In problem 1E, we saw that the effect of BB on runs appears to be about the same in each strata. The relationship between HR and R is also, not surprisingly, linear:

Teams %>%
  filter(yearID >= 1961) %>% 
  mutate(R = R / G, HR = HR / G) %>%
  ggplot(aes(HR, R)) +
  geom_point()

These two combined implies that a sensible linear model says:

\[ \mbox{Runs} = \beta_0 + \beta_{BB} \mbox{BB} + \beta_{HR}{HR} + \varepsilon \]

In this model, we adjust for HRs by including it as linear term. Note that we have already shown data that support this model. In general, simply fitting such a model does not necessarily adjust for a possible confounder. The model must also be approximately correct.

We can fit this model like this:

fit <- Teams %>%
  filter(yearID >= 1961) %>% 
  mutate(R = R / G, BB = BB / G, HR = HR / G) %>%
  lm(R ~ BB + HR, data = .)

Note that the summary shows a very strong HR effect but also a decent BB effect. Now, what happens if we include singles (H-X2B-X3B-HR), extra bases (doubles plus triples, X2B + X3B), and HRs per game in our model? What does the model say about which of these characteristics should receive more weight?

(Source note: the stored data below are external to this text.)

PR #795, opened 2023-05-25
Update eks distro example with receiver to scrape k8s api-server metrics

jinja2:
This PR adds a new receiver to the eks distribution example to show users how they can make use of the prometheus receiver to scrape and report metrics from k8s api-server in a managed cluster like EKS.

### DIFF
--- a/examples/distribution-eks/distribution-eks-values.yaml
+++ b/examples/distribution-eks/distribution-eks-values.yaml
@@ -5,3 +5,34 @@ splunkObservability:
 
 distribution: eks
 cloudProvider: aws
+
+clusterReceiver:
+  config:
+    receivers:
+     # -- Example receiver to collect k8s api server metrics from EKS
+     # You can find the list of metrics available by running
+     # "kubectl get --raw /metrics" command against an EKS cluster
+      prometheus/k8s-api-server:
+        config:
+          scrape_configs:
+            - job_name: 'api-server-metrics'
+              tls_config:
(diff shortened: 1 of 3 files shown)


crobert-1 (approved):

dmitryax (approved):

dmitryax:
I believe we should set it up by default instead of https://github.com/signalfx/splunk-otel-collector-chart/blob/main/helm-charts/splunk-otel-collector/templates/config/_otel-agent.tpl#L159

jinja2:
We can add it to be set as default for gke and eks distros. Haven't tested in AKS yet, but they probably expose these too. We'll have to decide on the default metrics to collect though cause there are a lot of metrics exposed.

jvoravong:
Yeah I think we need to refactor how we collect control plane metrics.
- Our default Splunk dashboard content requires a "metric_source" attribute like ["metric_source: kubernetes-apiserver"](https://github.com/signalfx/splunk-otel-collector-chart/blob/fdb574c7707d96b0ea9df9a6606fda7f0b254971/helm-charts/splunk-otel-collector/templates/config/_otel-agent.tpl#L167) for control plane metrics, it may be time to change this internally.
- This last year, cloud hosted Kubernetes clusters added support for control plane metrics.
- I'm not sure how well multi-zone control planes metrics are collected when using a service to reach a metrics endpoint, I think this was a potential issue before that may have been resolved. If this isn't an issue I would prefer to use services instead of direct host ports (_otel-agent.tpl#L159).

Also, fit the model to each year independently to check for consistency from year to year. Does the model appear consistent over time?

model <- 
  Teams %>% 
  filter(yearID>=1961) %>%  
  mutate(R.per.game = R/G, BB.per.game = BB/G, singles = (H-X2B-X3B-HR)/G,
         XB.per.game =(X2B+X3B)/G, HR.per.game=HR/G)

modelfit <- lm(R.per.game ~ BB.per.game+singles+XB.per.game+HR.per.game, data = model)

Teams %>%
  filter(yearID >= 1961) %>%
  group_by(yearID) %>%
  mutate(R.per.game = R/G, BB.per.game = BB/G, singles = (H-X2B-X3B-HR)/G,
         XB.per.game = (X2B+X3B)/G, HR.per.game = HR/G) %>%
  do(tidy(lm(R.per.game ~ BB.per.game+singles+XB.per.game+HR.per.game, data = .))) %>%
  filter(term != "(Intercept)") %>%
  ggplot(aes(yearID, estimate, group = term, col = term)) +
  theme_classic() + 
  geom_line() + 
  geom_point() +
  ggtitle("Model fit for each year independently from year to year") + 
  theme(plot.title = element_text(hjust = 0.5)) + 
  labs(x = "Year", y = "Estimate")

Based on this graph, the model estimates seem to fluctuate over time. However, there is an interesting pattern to it. These estimates fluctuate over a relatively small range of values - in most circumstances, no more than 0.5 in the total change of each estimate. Although the plot seems to suggest that the estimates have not been consistent over time, one could also argue that the estimates of the model have remained relatively consistent due to the small changes observed over time. Looking at the graph over the entire time period, the estimates remain within small distinct range except for a few years. However, if one simply looks at this graph, the estimates do not seem very consistent over time.